Sleep maintains excitatory synapse diversity in the cortex and hippocampus

Abstract

Insufficient sleep is a global problem with serious consequences for cognition and mental health.¹ Synapses play a central role in many aspects of cognition, including the crucial function of memory consolidation during sleep.² Interference with the normal expression or function of synapse proteins is a cause of cognitive, mood, and other behavioral problems in over 130 brain disorders.³ Sleep deprivation (SD) has also been reported to alter synapse protein composition and synapse number, although with conflicting results.^4,5,6,7 In our study, we conducted synaptome mapping of excitatory synapses in 125 regions of the mouse brain and found that sleep deprivation selectively reduces synapse diversity in the cortex and in the CA1 region of the hippocampus. Sleep deprivation targeted specific types and subtypes of excitatory synapses while maintaining total synapse density (synapse number/area). Synapse subtypes with longer protein lifetimes exhibited resilience to sleep deprivation, similar to observations in aging and genetic perturbations. Moreover, the altered synaptome architecture affected the responses to neural oscillations, suggesting that sleep plays a vital role in preserving cognitive function by maintaining the brain's synaptome architecture.

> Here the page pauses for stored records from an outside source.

PR #8466, opened 2021-04-14
Turn Docs example into valid json

koaning:
I couldn't copy/paste the example because it didn't list valid json. There's a comma too many. So I made a quick fix. 

The example can be found [here](https://rasa.com/docs/rasa/connectors/your-own-website#request-and-response-format). 

This isn't valid json. 

```json
{
  "sender": "test_user",
  "message": "Hi there!",
}
```

This is. 

```json
{
  "sender": "test_user",
  "message": "Hi there!"
}
```


erohmensing (approved):
Thanks for the catch!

Keywords: PSD-95; SAP102; protein lifetime; protein turnover; proteostasis; sleep; sleep deprivation; synapse; synapse types; synaptome; synaptome architecture.

Graphical abstract

Figure 1

Workflow for synaptome mapping Brain tissue from mice expressing the fluorescent proteins GFP and mKO2 fused to PSD95 and SAP102, respectively, was collected from the mice at different stages of the circadian cycle or after sleep deprivation. Synapse labeling and imaging shows genetic modification of PSD95 with eGFP and SAP102 with mKO2, which labels the proteins and their respective multiprotein complexes, which are distributed into synapse types/subtypes that can be visualized in brain sections using confocal spinning disc microscopy. The image analysis pipeline detects, segments, classifies, and quantifies synapse puncta, which are categorized into types and subtypes by machine learning and the spatial distribution plotted in synaptome maps.

Figure 2

SD alters brain synaptome architecture within the cortex and HPF SD reduces the size of PSD95-expressing synapses in cortical (A) and HPF (A and B) subregions. SD reduces synapse subtype diversity in cortical (C and G) and HPF (C, D, and G) subregions. Blue regions (A–D), Cohen’s d effect size for regions with significant changes shown (p < 0.05, Bayesian test with Benjamini-Hochberg correction); gray regions (A–D), not significantly altered. (G) X axis shows change (Cohen’s d) in synaptome diversity induced by SD. Asterisks indicate significant changes (p < 0.05, Bayesian test with Benjamini-Hochberg correction) in the diversity. Key for brain regions (E and F). Regions: CTX, isocortex; OLF, olfactory areas; HPF, hippocampal formation; CTXsp, cortical subplate; STR, striatum; TH, thalamus; HY, hypothalamus. Related to Figures S1–S4.

Figure 3

SD differentially impacts synapse subtypes (A) Heatmap of SD-induced changes in the density (Cohen’s d) of synapse subtypes in cortex (CTX) and HPF ranked from longest to shortest PSD95 lifetime. For a heatmap showing significant changes corrected for multiple testing, see Figure S4. (B) SD-induced synapse subtype density changes in the cortex (average of all subregions) plotted against PSD95 lifetime (normalized percentage). (C) Comparison of the density changes of six LPL (2, 3, 5, 20, 34, 35) with six SPL (6, 8, 11, 28, 29, 31) subtypes after SD. Red signifies subregions with greater change (Cohen’s d) in LPL than SPL synapses, whereas blue signifies subregions with greater change in SPL than LPL synapses; white subregions show no significant differences. Related to Figures S3 and S4.

Figure 4

Computational modeling of physiological responses in the CA1sr to patterns of activity after SD (A) The model simulates a 2D (11 × 11) array of synapses (boxes) expressing PSD95 and SAP102 measured along the radial and tangential axes of the CA1sr.^, (B) Five patterns of neuronal activity were used for CA1sr stimulation in the computational model. The summed excitatory postsynaptic potential (EPSP) response amplitudes in the ZT6 and ZT6SD groups were quantified (color bar, arbitrary units). (C) Comparison of the extent of disruption caused by SD for each of the five patterns of activity. ED, Euclidian distance.